There is still plenty of movement in the markets globally, which technology is helping traders to navigate, presenting multiple opportunities and threats. Starting in the US, the market is in a relatively calm situation – with inflation under control and only a minor recession (if at all) predicted.

The UK also followed the US lead, in raising rates, which is having a positive impact on the market. Recession fears still remain, as the UK relies on imports more heavily than the US (skewing recovery), but it’s hoped that the downturn won’t be as deep as initially predicted. Current leadership, both in the Bank of England and Government, has also been positively received by markets – being widely considered as a more stable pair of hands.

The EU is still grappling with rate rises against variances in multiple economies, however. Germany scrambled to find alternative sources to Russian energy last year, which is now under control. But the unrest around pension issues in France, and debt concerns in Italy, create a multitude of variables in the trading block.

For every half a percent that the ECB raises rates, for example, it has a significant dampening effect on Italy – Europe’s third largest economy. If the turmoil in Italy continues, it’s likely to result in a negative fallout for Greece and Spain too.

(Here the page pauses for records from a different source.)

PR #476, opened 2019-03-18
Fix LineLength offenses in /test

JoeCohen:


JoeCohen:

test/general_extensions.rb
```diff
@@ -460,9 +464,11 @@ def assert_string_equal_file(str, *files)
         result = true
         break
       elsif !msg
-        # Write out expected (old) and received (new) files for debugging purposes.
-        File.open(filename + ".old", "w:#{encoding}") { |fh| fh.write(template) }
-        File.open(filename + ".new", "w:#{encoding}") { |fh| fh.write(str) }
+        # Write out expected (old) and received (new) files for debugging.
+        File.
+          open(filename + ".old", "w:#{encoding}") { |fh| fh.write(template) }
```
mo-nathan: I'd change these to
```
... do |fh|
  ...
end
```

mo-nathan:
One minor comment.

test/general_extensions.rb
JoeCohen: Yes, that makes more sense. Will fix.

Outside of the EU and US, Japan is one to watch. With the largest debt of any country, 216% of GDP, and the recent moving of its target rate for 10 year JGB (Japan Government Bond yield) – the ramifications could be felt globally. This could potentially include selling off a significant amount of international bond holdings, which will be repatriated back into yen.

Trust and transparency

Whilst we can predict what is likely to happen this year, based on market indicators, as with any trading year there will always be an unexpected curveball thrown into the mix. But something that will remain regardless is the increased emphasis on improving trust and transparency in trading.

By utilising tools that create greater transparency, but within secure spaces, execution can be much more effective – from improving settlement cycles to securing best price. Whilst there are positive signs on the horizon overall for markets this year, volatility will remain. And by operating in environments that facilitate greater trust, shared visions of desired target states can be realised.